H. Ninth Cause of Action for Negligence

 

“[A]n employer can be liable to a third person for negligently hiring, supervising, or retaining an unfit employee.” (Doe v. Capital Cities (1996) 50 Cal.App.4th 1038, 1054.) To establish a cause of action for negligent hiring, retention, or supervision, a plaintiff must show that the employer knew or should have known that hiring the employee created a particular risk or hazard and that particular harm occurs. (See Z.V. v. County of Riverside (2015) 238 Cal.App.4th 889, 902; Doe, supra, 50 Cal.App.4th at 1054.)   

 

Plaintiff alleges Defendant knew or should have known that the co-worker who assaulted him routinely exhibited dangerous conduct and continued to employee him.
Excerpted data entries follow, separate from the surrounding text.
PR #508, opened 2022-02-19
Properly register submodules of ulab

jepler:
This is related to
 * https://github.com/adafruit/circuitpython/issues/6066

in which, after the merge of 1.18 into CircuitPython, we lost the ability to import submodules of built-in modules.

While reconstructing the changes we had made locally to enable this, I discovered that there was an easier way: simply register the dotted module names via MP_REGISTER_MODULE.

In CircuitPython, we'd like this as a hotfix for ulab 4.0.0, so instead of just merging this to master we may need to create a branch for it (or re-use "legacy", which was previously at 1.7.x I think also for CircuitPython)

This is not absoutely urgent, it does not affect the upcoming 7.2.0 release of CircuitPython, just our 'main' development branch where we merged MicroPython 1.18.

### DIFF
--- a/build-cp.sh
+++ b/build-cp.sh
@@ -35,7 +35,7 @@ readlinkf_posix() {
   done
   return 1
 }
-NPROC=$(python -c 'import multiprocessing; print(multiprocessing.cpu_count())')
+NPROC=$(python3 -c 'import multiprocessing; print(multiprocessing.cpu_count())')
 HERE="$(dirname -- "$(readlinkf_posix -- "${0}")" )"
 [ -e circuitpython/py/py.mk ] || (git clone --no-recurse-submodules --depth 100 --branch main https://github.com/adafruit/circuitpython && cd circuitpython && git submodule update --init lib/uzlib tools)
 rm -rf circuitpython/extmod/ulab; ln -s "$HERE" circuitpython/extmod/ulab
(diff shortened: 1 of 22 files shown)


jepler:
weeeeeird, on circuitpython this gives module names like `ulab.numpy` (can be seen in `help("modules")` but in micropython it gives mdule names like `ulab_dot_numpy`.  Turns out, this ability to have 'escape-like' characters interpreted in qstrs is a circuitpython superpower.

v923z:
> While reconstructing the changes we had made locally to enable this, I discovered that there was an easier way: simply register the dotted module names via MP_REGISTER_MODULE.
> 
> In CircuitPython, we'd like this as a hotfix for ulab 4.0.0, so instead of just merging this to master we may need to create a branch for it (or re-use "legacy", which was previously at 1.7.x I think also for CircuitPython)

I think, a meaningful point of branching off would be 88231bc3a1e5341dc8e1f2d2ecbda50be57cae67 That contains a couple of new functions on top of 4.0.0, and a number of fixes for issues that popped up on the way. The next commit is 5.0.0, and I think you don't want that at the moment. That contains the breaking change, which moves the `spectrogram` function to `utils`.

v923z:
> weeeeeird, on circuitpython this gives module names like `ulab.numpy` (can be seen in `help("modules")` but in micropython it gives mdule names like `ulab_dot_numpy`. Turns out, this ability to have 'escape-like' characters interpreted in qstrs is a circuitpython superpower.

This is actually an interesting point, and also came up in context of the `loadtxt` function. One of the keyword arguments should be ';', I believe, and I couldn't implement that. 

Is it correct that MP_QSTRs are converted by some `python` script, before the pre-processor has a change of inspecting the code? In other words, one could add this functionality without having to tamper with the core, and adding a single byte to the firmware, couldn't one?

This is sufficient to state a cause of action for negligent hiring, supervising, and retention.

 

The demurrer to the ninth cause of action is OVERRULED.

 

G. Tenth Cause of Action for Assault

 

            Defendant demurs to the tenth cause of action on the ground that it is duplicative of the ninth. The Court declines to sustain the demurrer on these grounds. Plaintiff may allege alternative theories of liability.

 

            The demurrer to the tenth cause of action is OVERRULED.

 

H. Eleventh Cause of Action for Violations of Unruh

 

            Plaintiff alleges Defendants have violated the Unruh Act by denying him constitutional rights. As stated with respect to the fourth and fifth causes of action, Plaintiff has failed to identify facts supporting a claim for civil rights violations.

 

            The demurrer to the eleventh cause of action is SUSTAINED.

 

I. Twelfth Cause of Action for Whistleblower Retaliation

 

            Plaintiff alleges Defendants terminated him for reporting his co-worker’s illegal conduct. This is sufficient to maintain a cause of action for whistleblower retaliation.

 

            The demurrer to the twelfth cause of action is OVERRULED.

 

J. Motion to Strike

 

“Any party, within the time allowed to response to a pleading, may serve and file a notice of motion to strike the whole or any part" of that pleading. (CCP 435(b). “The Court may, upon a motion made pursuant to Section 435, or at any time in its discretion, and upon terms it deems proper: (a) Strike out any irrelevant, false or improper matter asserted in any pleading; (b) Strike out all or any part of any pleading not drawn or filed in conformity with the laws of this state, a court rule, or an order of the Court." (CCP 436.)

 

Punitive damages are available in noncontract cases where the defendant is guilty of “oppression, fraud, or malice.”  (Civ. Code § 3294(a).)  Conclusory allegations are insufficient to support a claim for punitive damages.  (See, e.g., Fisher v. San Pedro Peninsula Hospital (1989) 214 Cal. App. 3d 590, 620.)  However, “the stricken language must be read not in isolation, but in the context of the facts alleged in the rest of petitioner's complaint.”  (Perkins v. Superior Court (1981) 117 Cal. App. 3d 1, 6.)

 

Defendants move to strike Plaintiff’s prayers for punitive damages, attorney’s fees, and civil penalties. Defendants assert that Plaintiff has failed to allege oppression, fraud, or malice. But Plaintiff alleges his co-worker assaulted him and Defendants terminated his employment for reporting it. This supports a claim for punitive damages.

 

The Court declines to strike the request for attorney’s fees; a basis for them may arise later in the action. The request to strike civil penalties is moot because the Court sustained the demurrer to UCL violation.

 

Defendants’ motion to strike is DENIED.